I'm trying to see why the part in RED is true. This is what I got so far: let $x \in \bigcup_{k=1}^{\infty} A_k \implies x \in A_k $ for some $k$. But $A_k \subseteq \mathbb{R} $. To see the other other direction, suppose $x \notin \bigcup_{k=1}^{\infty} A_k $. Then $x \in ( \bigcup_{k=1}^{\infty} A_k )^c $. Hence $x \in \bigcap_k A^c_k \implies x \in A^c_k \; \; \forall k \implies x \notin A_k \; \; \forall k \implies g_k < \overline{\phi} \implies $ can we conclude here that there is no $x$ that satisfies this inequality and hence $ x \in \varnothing $ ??
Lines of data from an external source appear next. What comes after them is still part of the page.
PR #3318, opened 2021-01-10
#3286 creating temperature breaches

### LINKED ISSUE #3286: Creating temperature breaches

The logic to create temperature breaches isn't crazy, but it's not simple either. It's also duplicated with mSupply ColdChain [here](https://github.com/openmsupply/msupply-cold-chain/blob/develop/src/features/Breach/ConsecutiveBreach/ConsecutiveBreachManager.js)

Two options:

- Utilize the code written within mSupply ColdChain in mSupply mobile in a way where it can be shared.
- Rewrite the code in a way which can be utilized in both projects. The current solution isn't great!

## Implementation

- Take `ConsecutiveBreachManager`
- Adjust it in a way where it can be shared between the projects: Possibly using a completely different and simpler algo.

N/A

## Additional context

We need a solution which will allow us to use this code in both projects. The main obstacles here are:

- Database usage. The class uses a `databaseService` which is not compatible with Realm (Although, it is very close).
	- Could wrap realm
    - Could change the shared code to not use the database, instead passing in a callback for saving things.
- UUID Generation
    - same as above
- Object fields
- Coupling the implementation where both projects are required to have the same field names exactly is also not ideal.
    - Callback where values are passed (temperature, timestamp) => TemperatureLog rather than hard coding the creation in the shared code?

katherine-sussol:
Fixes #3286

## Change summary
- Mostly a copy of https://github.com/openmsupply/msupply-cold-chain/blob/develop/src/features/Breach/ConsecutiveBreach/ConsecutiveBreachManager.js 
- Extracted DB access methods to separate class and modified for mobile DB schema (may be a better way to structure these?) 
- Extracted createBreachRecord as it differs between CCE and Mobile
- Adjusted breach creation logic to transfer config to breach when creating, and read from breach (instead of config) when continuing
- Copy pasta-ed tests and adjusted to accommodate modified stuff

Next steps
- Cumulative breaches to be added separately?
  
## Testing

- [ ] Run the tests and visual inspection? 

- N/A yet but later there will be stuff that calls this


src/bluetooth/BreachManager.js
```diff
@@ -0,0 +1,189 @@
...
+
+    const updatedBreaches = this.db.upsertBreaches(breaches);
+
+    const mapped = temperatureLogs.map(({ id, temperature, timestamp }) => ({
+      id,
+      temperature,
+      timestamp,
+    }));
+
+    // TODO: Copied from CCE app - not sure if needed here
```
joshxg, line 168: I think remove it - I should fix whatever the stupid thing I did in CCE app heh

src/bluetooth/DataAccess.js
```diff
@@ -0,0 +1,51 @@
...
+    this.db = dbService;
+  }
+
+  getTemperatureLogsFrom = (sensorId, timeToCheckFrom) =>
+    this.db
+      .objects(VACCINE_ENTITIES.TEMPERATURE_LOG)
+      .filtered('sensor.id == $0 AND timestamp >= $1', sensorId, timeToCheckFrom)
+      .sorted('timestamp');
+
+  getMostRecentBreachLog = sensorId => {
```
joshxg, line 22: This should be the most recent log which was a part of a breach. 

- really it's used to determine when to find logs 'from'. I.e. if I download a log now, but to trigger a breach we need 1 hour of logs, we need to chec previous logs to determine if 'this is the one' which will create a breach. 
- Technically, we can look backwards and check only the duration of a breach - i.e. if a breach requires 1 hour worth of logs, we would technically only need to look back 1 hour.
-  It's just easier (imo!) to always look back to the most recent breached log (where we can guarantee that either this new log that has just been downloaded is a part of the same breach, or all of the logs since that breach could make up the new one) rather than looking up all the breach configs, determining which is the highest duration and looking back that amount. It's certainly not the most efficient, though!


So, I believe adding `AND temperatureBreach != $2, ..., null)` (I think, I always forget how to check for not exists... maybe `NOT null`..?)

src/bluetooth/DataAccess.js
```diff
@@ -0,0 +1,51 @@
...
+      .filtered('sensorId == $0', sensorId);
+    const [mostRecentBreach] = allBreaches.sorted('startTimestamp', true);
+
+    return mostRecentBreach;
+  };
+
+  getBreachConfigs = () => {
+    const configs = this.db
+      .objects(VACCINE_ENTITIES.TEMPERATURE_BREACH_CONFIGURATION)
+      .filtered('id == "HOT_BREACH" OR id == "COLD_BREACH"');
```
joshxg, line 43: We're gonna use `type` field now just to mix it up. The types will be `HOT_CUMULATIVE`, `HOT_CONSECUTIVE`, `COLD_CUMULATIVE` and `COLD_CONSECUTIVE`. This will need to return the `_CONSECUTIVE` ones

src/bluetooth/BreachManager.js
```diff
@@ -0,0 +1,189 @@
+import moment from 'moment';
+
+// Default breach creation method.
+const createBreachRecord = (
```
joshxg, line 4: Hmm there is the file `createRecord` ⚠️ 

Think we should probably use it (Can edit the func how you need)

src/bluetooth/DataAccess.js
```diff
@@ -0,0 +1,51 @@
...
+ * mSupply Mobile
+ * Sustainable Solutions (NZ) Ltd. 2021
+ */
+
+/**
+ * Helper methods to perform data access functionality for breach calculations
+ */
+import VACCINE_ENTITIES from '../utilities/modules/vaccines/constants';
+
+export class DataAccess {
```
joshxg, line 11: I wonder if we should have a name which is somewhat related to cold chain stuff `ColdChainDataAccess` 😕 ..? 🤷

joshxg (changes requested):
It's great - thanks so much!

Couple of minor changes!

src/bluetooth/DataAccess.js
katherine-sussol: Hm good point, DataAccess is a bit vague 😆 , is it more appropriate to prepend these things with `Vaccine` or `ColdChain`? I guess it's not always going to be vaccines? I created some constants below using `Vaccine` but am now reconsidering renaming those too 🤔 

I also kind of struggled with whether this should go in the Bluetooth folder or the `utilities/modules/vaccines` folder, lol.

src/bluetooth/BreachManager.js
katherine-sussol: Cool, have removed - I guess we will find out when we call it if Realm does weird stuff with it? c553c4ad

src/bluetooth/DataAccess.js
katherine-sussol: Oh right that makes sense, I see it in the updated schema too - updated with 4aaf415b

src/bluetooth/DataAccess.js
katherine-sussol: Whoops I just realised this method is just grabbing _all_ the temperature logs and returning the most recent 🤦 

Using NOT seemed to throw an invalid predicate error, but != appears to be at least a valid query (is there an easier way to manually populate the DB with data or is spamming create record methods the way to go?)

4aaf415b

src/bluetooth/BreachManager.js
katherine-sussol: 🙀  wow. Ok thanks I'll give this a go

src/bluetooth/DataAccess.js
joshxg: Yeah I'm not sure. I generally search files by name so I usually don't care so much for this type of thing.. I think either vaccines or coldchain is suitable in our context/names we use for stuff

src/bluetooth/DataAccess.js
joshxg: I think @Chris-Petty was working on a way to inject records easily ;-)

But really - we should probably make a test db, but in this epic is a zip `createData.zip` which is some 4D code to create records, which you could sync to your store.

But seems to be how you do it! https://github.com/sussol/msupply/issues/7271#issue-734959779

src/bluetooth/DataAccess.js
katherine-sussol: 👍  went with Vaccine for now ab82519d

src/bluetooth/BreachManager.js
Chris-Petty: On that note, `createRecord` is getting unwieldy (i.e. 1000+ lines). I'm wondering if it'd be better/plausible to use constructors in the realm classes and what that'd look like, how they'd be used?

[The realm docs](https://realm.io/docs/kotlin/latest/#limitations-models) would suggest it's possible but with minor(?) limitation:
>7. If a custom constructor is provided, a public no-arg constructor must also be present.

katherine-sussol: After looking at `createRecord` I'm not convinced this particular method is an ideal candidate for the file - as this is just building up an object, whereas the general pattern for `createRecord` seems to be to create + insert/update to DB in one go (which is also less clean?).

I briefly tried experimenting with adding a constructor to the TemperatureBreach Realm Object (cos it sounded like a really neat idea) but trying to do a DB update using the constructed object didn't seem to work, I think there's more magic going on behind the scenes I don't understand. Also the docs above seemed to be kotlin related, tried to multi-constructor in JS and got told off haha. Probably doing something wrong but maybe something still worth exploring?  Thought I'd stop digging before spending too long.

joshxg (approved):

src/bluetooth/BreachManager.js
joshxg: Yeah I've looked into realm constructors in the past as it would be pretty wicked for di and customizations - but I don't think it's worthwhile looking at them as we seem to be pretty set on sqlite if there were to be any big db moves. You're right about `createRecord`, what you've done is good

PR #3331, opened 2021-01-13
#3298 development ble manager

### LINKED ISSUE #3298: Development BleManager

Using `react-native-ble-plx` BLE manager throws a runtime if you try and use it on a device which doesn't support bluetooth. This is all emulators.

Port this class https://github.com/openmsupply/msupply-cold-chain/blob/develop/src/common/services/Bluetooth/DevBleManager.js over and use it when `__DEV__ === true` 

Kind of like https://github.com/openmsupply/msupply-cold-chain/blob/43f882c09732480d4b211536b98b2561de803070/src/ui/containers/DependencyContainer.js#L54

I dunno if you can determine if you're using an emulator or not, if you can do that, then it would probably be good to use that as the condition.

## Implementation

I think we will initialize an instance of this object in `mSupplyMobileAppContainer`, probably. So check the condition there.

N/A

## Additional context

N/A

katherine-sussol:
Fixes #3298 

## Change summary

- Added copy of https://github.com/openmsupply/msupply-cold-chain/blob/develop/src/common/services/Bluetooth/DevBleManager.js 
- Modified BleService into singleton (if causes problems later - investigate passing instance into thunk(?))
- Added [isEmulator()](https://github.com/react-native-device-info/react-native-device-info#isemulator) check and Initialise BleService Singleton in mSupplyMobileApp 
  - Done inside `usingVaccines` check, as it looks like we only request BT Permissions right now if this module is enabled

## Testing

- [ ] Dev Testing    
Make `componentDidMount` async, and add some methods into it on both emulator and real device and compare/observe results. e.g
```
    await this.initialiseBtService();
    await BleService().blinkWithRetries('E7:6F:FC:15:13:F2', 3);
    await BleService().getInfoWithRetries('E7:6F:FC:15:13:F2', 3);
```
Main issue/fix is to verify no RSOD on emulator when using BleService

Not sure... we don't really use the BleService anywhere yet

### DIFF
--- a/src/bluetooth/BleService.js
+++ b/src/bluetooth/BleService.js
@@ -24,7 +24,7 @@ const base64FromString = string => Buffer.from(string, 'utf-8').toString('base64
  *
  *
  */
-export class BleService {
+class BleService {
   constructor(manager = new BleManager()) {
     this.manager = manager;
   }
@@ -366,3 +366,14 @@ export class BleService {
     );
   };
 }
+
+let BleServiceInstance;
+
+export const getBleServiceInstance = manager => {
+  if (!BleServiceInstance) {
+    BleServiceInstance = new BleService(manager);
+  }
+  return BleServiceInstance;
+};
+
+export default getBleServiceInstance;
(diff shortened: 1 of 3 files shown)


joshxg (approved):
Works perfectly. I had a few thoughts about exporting the right instance from the get go using something like [top level await](https://v8.dev/features/top-level-await#:~:text=Top%2Dlevel%20await%20enables%20developers,they%20start%20evaluating%20their%20body. ) or some other hacky things, but I prefer your solution having it quite obvious and non-magical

$A_k$ is the set for which $g_k$ beats $\bar{\varphi}$ (in the sense that $g_{k} \geq \bar{\varphi}$). $g_k$ is a sequence of functions approaching $f$ pointwise, and $f$ is strictly larger than $\bar{\varphi}$. The assertion
$$\bigcup_{k=1}^{\infty} A_{k} = \mathbb{R}$$
is equivalent to stating that for any $x \in \mathbb{R}$ there is some sufficiently large $k$ such that $g_{k}(x) \geq \bar{\varphi}(x)$. Can you see how this follows from the way we chose these functions?